**What to produce**
Two lines below mark the span: the one containing "1. Let _resolveElement_" and the one containing "1. Let _rejectSteps_". Set down both, plus every line between, exactly as they stand, and nothing else.

--- START ---

PR #1583, opened 2019-06-12
Normative: Add Promise.allSettled()

jasonwilliams:
This is a pull request for the **Stage 3** proposal https://github.com/tc39/proposal-promise-allSettled. The proposal is championed by @mathiasbynens.

**test262 tests:** yes https://github.com/tc39/test262/pull/2131 and https://github.com/tc39/test262/pull/2124

## Rationale
A common use case for this combinator is wanting to take an action after multiple requests have completed, regardless of their success or failure. Other Promise combinators can short-circuit, discarding the results of input values that lose the race to reach a certain state. Promise.allSettled is unique in always waiting for all of its input values.

### DIFF
--- a/spec.html
+++ b/spec.html
@@ -39611,6 +39611,125 @@ THH:mm:ss.sss
         </emu-clause>
       </emu-clause>
 
+      <emu-clause id="sec-promise.allsettled">
+        <h1>Promise.allSettled ( _iterable_ )</h1>
+        <p>The `allSettled` function returns a promise that is fulfilled with an array of promise state snapshots, but only after all the original promises have settled, i.e. become either fulfilled or rejected. It resolves all elements of the passed iterable to promises as it runs this algorithm.</p>
+        <emu-alg>
+          1. Let _C_ be the *this* value.
+          1. Let _promiseCapability_ be ? NewPromiseCapability(_C_).
+          1. Let _iteratorRecord_ be GetIterator(_iterable_).
+          1. IfAbruptRejectPromise(_iteratorRecord_, _promiseCapability_).
+          1. Let _result_ be PerformPromiseAllSettled(_iteratorRecord_, _C_, _promiseCapability_).
+          1. If _result_ is an abrupt completion, then
+            1. If _iteratorRecord_.[[Done]] is *false*, set _result_ to IteratorClose(_iteratorRecord_, _result_).
+            1. IfAbruptRejectPromise(_result_, _promiseCapability_).
+          1. Return Completion(_result_).
+        </emu-alg>
+        <emu-note>
+          <p>The `allSettled` function requires its *this* value to be a constructor function that supports the parameter conventions of the `Promise` constructor.</p>
+        </emu-note>
+
+        <emu-clause id="sec-performpromiseallsettled" aoid="PerformPromiseAllSettled">
+          <h1>Runtime Semantics: PerformPromiseAllSettled ( _iteratorRecord_, _constructor_, _resultCapability_ )</h1>
+          <p>When the PerformPromiseAllSettled abstract operation is called with arguments _iteratorRecord_, _constructor_, and _resultCapability_, the following steps are taken:</p>
+          <emu-alg>
+            1. Assert: ! IsConstructor(_constructor_) is *true*.
+            1. Assert: _resultCapability_ is a PromiseCapability Record.
+            1. Let _values_ be a new empty List.
+            1. Let _remainingElementsCount_ be a new Record { [[Value]]: 1 }.
+            1. Let _index_ be 0.
+            1. Let _promiseResolve_ be ? Get(_constructor_, `"resolve"`).
+            1. If IsCallable(_promiseResolve_) is *false*, throw a *TypeError* exception.
+            1. Repeat,
+              1. Let _next_ be IteratorStep(_iteratorRecord_).
+              1. If _next_ is an abrupt completion, set _iteratorRecord_.[[Done]] to *true*.
+              1. ReturnIfAbrupt(_next_).
+              1. If _next_ is *false*, then
+                1. Set _iteratorRecord_.[[Done]] to *true*.
+                1. Set _remainingElementsCount_.[[Value]] to _remainingElementsCount_.[[Value]] - 1.
+                1. If _remainingElementsCount_.[[Value]] is 0, then
+                  1. Let _valuesArray_ be ! CreateArrayFromList(_values_).
+                  1. Perform ? Call(_resultCapability_.[[Resolve]], *undefined*, &laquo; _valuesArray_ &raquo;).
+                1. Return _resultCapability_.[[Promise]].
+              1. Let _nextValue_ be IteratorValue(_next_).
+              1. If _nextValue_ is an abrupt completion, set _iteratorRecord_.[[Done]] to *true*.
+              1. ReturnIfAbrupt(_nextValue_).
+              1. Append *undefined* to _values_.
+              1. Let _nextPromise_ be ? Call(_promiseResolve_, _constructor_, &laquo; _nextValue_ &raquo;).
+              1. Let _steps_ be the algorithm steps defined in <emu-xref href="#sec-promise.allsettled-resolve-element-functions" title></emu-xref>.
+              1. Let _resolveElement_ be ! CreateBuiltinFunction(_steps_, &laquo; [[AlreadyCalled]], [[Index]], [[Values]], [[Capability]], [[RemainingElements]] &raquo;).
+              1. Let _alreadyCalled_ be a new Record { [[Value]]: *false* }.
+              1. Set _resolveElement_.[[AlreadyCalled]] to _alreadyCalled_.
+              1. Set _resolveElement_.[[Index]] to _index_.
+              1. Set _resolveElement_.[[Values]] to _values_.
+              1. Set _resolveElement_.[[Capability]] to _resultCapability_.
+              1. Set _resolveElement_.[[RemainingElements]] to _remainingElementsCount_.
+              1. Let _rejectSteps_ be the algorithm steps defined in <emu-xref href="#sec-promise.allsettled-reject-element-functions" title></emu-xref>.
+              1. Let _rejectElement_ be ! CreateBuiltinFunction(_rejectSteps_, &laquo; [[AlreadyCalled]], [[Index]], [[Values]], [[Capability]], [[RemainingElements]] &raquo;).
+              1. Set _rejectElement_.[[AlreadyCalled]] to _alreadyCalled_.
+              1. Set _rejectElement_.[[Index]] to _index_.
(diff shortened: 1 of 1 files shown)


spec.html
```diff
@@ -38326,6 +38326,126 @@ <h1>`Promise.all` Resolve Element Functions</h1>
...
+          1. Let _C_ be the *this* value.
+          1. If Type(_C_) is not Object, throw a *TypeError* exception.
+          1. Let _promiseCapability_ be ? NewPromiseCapability(_C_).
+          1. Let _iteratorRecord_ be GetIterator(_iterable_).
+          1. IfAbruptRejectPromise(_iteratorRecord_, _promiseCapability_).
+          1. Let _result_ be PerformPromiseAllSettled(_iteratorRecord_, _C_, _promiseCapability_).
+          1. If _result_ is an abrupt completion, then
+            1. If _iteratorRecord_.[[Done]] is *false*, set _result_ to IteratorClose(_iteratorRecord_, _result_).
+            1. IfAbruptRejectPromise(_result_, _promiseCapability_).
+          1. Return Completion(_result_).
```
ljharb: why is `Completion()` needed here? we already know it's not an abrupt completion, so isn't it already a normal one?
```suggestion
          1. Return _result_.
```

spec.html
```diff
@@ -38326,6 +38326,126 @@ <h1>`Promise.all` Resolve Element Functions</h1>
...
+          <emu-alg>
+            1. Let _F_ be the active function object.
+            1. Let _alreadyCalled_ be _F_.[[AlreadyCalled]].
+            1. If _alreadyCalled_.[[Value]] is *true*, return *undefined*.
+            1. Set _alreadyCalled_.[[Value]] to *true*.
+            1. Let _index_ be _F_.[[Index]].
+            1. Let _values_ be _F_.[[Values]].
+            1. Let _promiseCapability_ be _F_.[[Capability]].
+            1. Let _remainingElementsCount_ be _F_.[[RemainingElements]].
+            1. Let _obj_ be ! ObjectCreate(%ObjectPrototype%).
```
ljharb: would it be worth (for readability) making an abstract operation here (and below) like `CreateSettledResult(true/false, x)`?

spec.html
mathiasbynens: Per <https://tc39.es/ecma262/#sec-implicit-completion-values>:

> The abstract operation `Completion(completionRecord)` is used to emphasize that a previously computed Completion Record is being returned. The `Completion` abstract operation takes a single argument, `completionRecord`, and performs the following steps: [...]

spec.html
mathiasbynens: That sounds like a potentially beneficial refactoring! Would you like this to happen as part of this PR, or separately as a follow-up?

spec.html
ljharb: As an aside, I’d love to come up with a ?-like pattern around all these IfAbruptRejectPromise combos someday

spec.html
ljharb: I guess it could be either, but it’d be nice to do it as part of this PR :-)

spec.html
```diff
@@ -38326,6 +38326,126 @@ <h1>`Promise.all` Resolve Element Functions</h1>
...
+        </emu-note>
+    
+        <emu-clause id="sec-performpromiseallsettled" aoid="PerformPromiseAllSettled">
+          <h1>Runtime Semantics: PerformPromiseAllSettled ( _iteratorRecord_, _constructor_, _resultCapability_ )</h1>
+          <p>When the PerformPromiseAllSettled abstract operation is called with arguments _iteratorRecord_, _constructor_, and _resultCapability_, the following steps are taken:</p>
+          <emu-alg>
+            1. Assert: ! IsConstructor(_constructor_) is *true*.
+            1. Assert: _resultCapability_ is a PromiseCapability Record.
+            1. Let _values_ be a new empty List.
+            1. Let _remainingElementsCount_ be a new Record { [[Value]]: 1 }.
```
shvaikalesh: Perhaps it would be beneficial to add a note explaining why `remainingElementsCount` is a Record rather than just a Number (to pass it by reference rather than by value)?

spec.html
```diff
@@ -38326,6 +38326,126 @@ <h1>`Promise.all` Resolve Element Functions</h1>
         </emu-clause>
       </emu-clause>
 
+      <emu-clause id="sec-promise.allsettled">
+        <h1>Promise.allSettled ( _iterable_ )</h1>
+        <p>The `allSettled` function returns a promise that is fulfilled with an array of promise state snapshots, but only after all the original promises have settled, i.e. become either fulfilled or rejected. It resolves all elements of the passed iterable to promises as it runs this algorithm.</p>
+        <emu-alg>
+          1. Let _C_ be the *this* value.
+          1. If Type(_C_) is not Object, throw a *TypeError* exception.
```
mathiasbynens: This line can be removed, to match `Promise.race` and `Promise.all`. Doing so does not change observable semantics, since if `Type(C)` is not `Object`, then `NewPromiseCapability` in the next step throws the same exception anyhow.

spec.html
mathiasbynens: This just matches the precedent set by [`PerformPromiseAll`](https://tc39.es/ecma262/#sec-performpromiseall). I'm not opposed to changing this, but maybe we can do it as a separate PR?

spec.html
devsnek: it seems with that change we could also fold these two functions into one

spec.html
ljharb: I find this approach highly distasteful (altho i have no better suggestions atm), and commented such on the proposal repo, but since it does mirror the existing approach i think pursuing changing both in a separate PR is the proper approach (rather than obstructing this proposal).

spec.html
```diff
@@ -38326,6 +38326,126 @@ <h1>`Promise.all` Resolve Element Functions</h1>
...
+            1. If IsCallable(_promiseResolve_) is *false*, throw a *TypeError* exception.
+            1. Repeat,
+              1. Let _next_ be IteratorStep(_iteratorRecord_).
+              1. If _next_ is an abrupt completion, set _iteratorRecord_.[[Done]] to *true*.
+              1. ReturnIfAbrupt(_next_).
+              1. If _next_ is *false*, then
+                1. Set _iteratorRecord_.[[Done]] to *true*.
+                1. Set _remainingElementsCount_.[[Value]] to _remainingElementsCount_.[[Value]] - 1.
+                1. If _remainingElementsCount_.[[Value]] is 0, then
+                  1. Let _valuesArray_ be CreateArrayFromList(_values_).
```
chicoxyzzy:
```suggestion
                  1. Let _valuesArray_ be ! CreateArrayFromList(_values_).
```

spec.html
```diff
@@ -38326,6 +38326,126 @@ <h1>`Promise.all` Resolve Element Functions</h1>
...
+            1. Let _values_ be _F_.[[Values]].
+            1. Let _promiseCapability_ be _F_.[[Capability]].
+            1. Let _remainingElementsCount_ be _F_.[[RemainingElements]].
+            1. Let _obj_ be ! ObjectCreate(%ObjectPrototype%).
+            1. Perform ! CreateDataProperty(_obj_, `"status"`, `"rejected"`).
+            1. Perform ! CreateDataProperty(_obj_, `"reason"`, _x_).
+            1. Set _values_[_index_] to be _obj_.
+            1. Set _remainingElementsCount_.[[Value]] to _remainingElementsCount_.[[Value]] - 1.
+            1. If _remainingElementsCount_.[[Value]] is 0, then
+              1. Let _valuesArray_ be CreateArrayFromList(_values_).
```
chicoxyzzy:
```suggestion
              1. Let _valuesArray_ be ! CreateArrayFromList(_values_).
```

spec.html
```diff
@@ -38326,6 +38326,126 @@ <h1>`Promise.all` Resolve Element Functions</h1>
...
+      <emu-clause id="sec-promise.allsettled">
+        <h1>Promise.allSettled ( _iterable_ )</h1>
+        <p>The `allSettled` function returns a promise that is fulfilled with an array of promise state snapshots, but only after all the original promises have settled, i.e. become either fulfilled or rejected. It resolves all elements of the passed iterable to promises as it runs this algorithm.</p>
+        <emu-alg>
+          1. Let _C_ be the *this* value.
+          1. If Type(_C_) is not Object, throw a *TypeError* exception.
+          1. Let _promiseCapability_ be ? NewPromiseCapability(_C_).
+          1. Let _iteratorRecord_ be GetIterator(_iterable_).
+          1. IfAbruptRejectPromise(_iteratorRecord_, _promiseCapability_).
+          1. Let _result_ be PerformPromiseAllSettled(_iteratorRecord_, _C_, _promiseCapability_).
```
chicoxyzzy:
```suggestion
          1. Let _result_ be ? PerformPromiseAllSettled(_iteratorRecord_, _C_, _promiseCapability_).
```

leobalter: This review feedback is wrong. It should not return if the return is an abrupt completion. 

The current text, without the `?`, is correct.

spec.html
```diff
@@ -38427,6 +38427,125 @@ <h1>`Promise.all` Resolve Element Functions</h1>
...
+          <emu-alg>
+            1. Let _F_ be the active function object.
+            1. Let _alreadyCalled_ be _F_.[[AlreadyCalled]].
+            1. If _alreadyCalled_.[[Value]] is *true*, return *undefined*.
+            1. Set _alreadyCalled_.[[Value]] to *true*.
+            1. Let _index_ be _F_.[[Index]].
+            1. Let _values_ be _F_.[[Values]].
+            1. Let _promiseCapability_ be _F_.[[Capability]].
+            1. Let _remainingElementsCount_ be _F_.[[RemainingElements]].
+            1. Let _obj_ be ! ObjectCreate(%ObjectPrototype%).
```
chicoxyzzy:
```suggestion
            1. Let _obj_ be ! ObjectCreate(%Object.Prototype%).
```

spec.html
```diff
@@ -38427,6 +38427,125 @@ <h1>`Promise.all` Resolve Element Functions</h1>
...
```
chicoxyzzy:
```suggestion
            1. Let _obj_ be ! ObjectCreate(%Object.Prototype%).
```

mathiasbynens:
Is anything still blocking this? It seems we can apply @chicoxyzzy's suggestions and (given that both @ljharb and @zenparsing LGTM'd) get this merged?

mathiasbynens:
Note that @jasonwilliams somehow cannot apply the open suggestions:



Perhaps one of the editors can take care of this before merging?

ljharb:
@mathiasbynens that's a github bug, i believe when the suggester and the PR author both have write access - but either way it can be applied manually on the command line.

I can certainly incorporate any open suggestions prior to merging as well.

mathiasbynens:
Okay, so this seems good to go then!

--- END ---

**Expected answer**
+              1. Let _resolveElement_ be ! CreateBuiltinFunction(_steps_, &laquo; [[AlreadyCalled]], [[Index]], [[Values]], [[Capability]], [[RemainingElements]] &raquo;).
+              1. Let _alreadyCalled_ be a new Record { [[Value]]: *false* }.
+              1. Set _resolveElement_.[[AlreadyCalled]] to _alreadyCalled_.
+              1. Set _resolveElement_.[[Index]] to _index_.
+              1. Set _resolveElement_.[[Values]] to _values_.
+              1. Set _resolveElement_.[[Capability]] to _resultCapability_.
+              1. Set _resolveElement_.[[RemainingElements]] to _remainingElementsCount_.
+              1. Let _rejectSteps_ be the algorithm steps defined in <emu-xref href="#sec-promise.allsettled-reject-element-functions" title></emu-xref>.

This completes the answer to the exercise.